Every line from the one containing "FWIW I think" to the last line of the listing below should be given again exactly.
--------
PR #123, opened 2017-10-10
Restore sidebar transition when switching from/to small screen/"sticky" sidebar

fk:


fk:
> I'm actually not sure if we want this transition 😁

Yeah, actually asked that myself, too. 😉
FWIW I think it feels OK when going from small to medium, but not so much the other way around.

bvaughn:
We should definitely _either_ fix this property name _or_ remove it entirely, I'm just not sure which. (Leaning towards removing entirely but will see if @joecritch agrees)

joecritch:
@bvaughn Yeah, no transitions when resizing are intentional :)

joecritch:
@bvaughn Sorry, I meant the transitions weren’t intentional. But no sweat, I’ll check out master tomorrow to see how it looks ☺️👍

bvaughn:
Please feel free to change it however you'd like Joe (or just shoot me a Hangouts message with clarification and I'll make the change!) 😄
--------
Answer space ::
FWIW I think it feels OK when going from small to medium, but not so much the other way around.

bvaughn:
We should definitely _either_ fix this property name _or_ remove it entirely, I'm just not sure which. (Leaning towards removing entirely but will see if @joecritch agrees)

joecritch:
@bvaughn Yeah, no transitions when resizing are intentional :)

joecritch:
@bvaughn Sorry, I meant the transitions weren’t intentional. But no sweat, I’ll check out master tomorrow to see how it looks ☺️👍

bvaughn:
Please feel free to change it however you'd like Joe (or just shoot me a Hangouts message with clarification and I'll make the change!) 😄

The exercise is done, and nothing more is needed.